_Saved data entries_
PR #19153, opened 2025-12-30
fix: logging individual scheduler targets when batch jobs are created

almeidabbm:
### Description:
Added a undefined check for target in the scheduler task to prevent errors when processing undefined targets. The code now safely skips processing when a target is undefined instead of attempting to log it, which could cause runtime errors.

**Why we need this check?**
After introducing batch jobs we log the notifications differently and return an explicit `undefined` target.
Without this check it is throwing: `error: Missing target for scheduler format {format}`

### DIFF
--- a/packages/backend/src/scheduler/SchedulerTask.ts
+++ b/packages/backend/src/scheduler/SchedulerTask.ts
@@ -2966,8 +2966,12 @@ export default class SchedulerTask {
 
             // Create scheduled jobs for targets
             await Promise.all(
-                scheduledJobs.map(({ target, jobId: targetJobId }) =>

_Your goal_
Letter for letter, copy all of the entries above.

_Output for this exercise_
PR #19153, opened 2025-12-30
fix: logging individual scheduler targets when batch jobs are created

almeidabbm:
### Description:
Added a undefined check for target in the scheduler task to prevent errors when processing undefined targets. The code now safely skips processing when a target is undefined instead of attempting to log it, which could cause runtime errors.

**Why we need this check?**
After introducing batch jobs we log the notifications differently and return an explicit `undefined` target.
Without this check it is throwing: `error: Missing target for scheduler format {format}`

### DIFF
--- a/packages/backend/src/scheduler/SchedulerTask.ts
+++ b/packages/backend/src/scheduler/SchedulerTask.ts
@@ -2966,8 +2966,12 @@ export default class SchedulerTask {
 
             // Create scheduled jobs for targets
             await Promise.all(
-                scheduledJobs.map(({ target, jobId: targetJobId }) =>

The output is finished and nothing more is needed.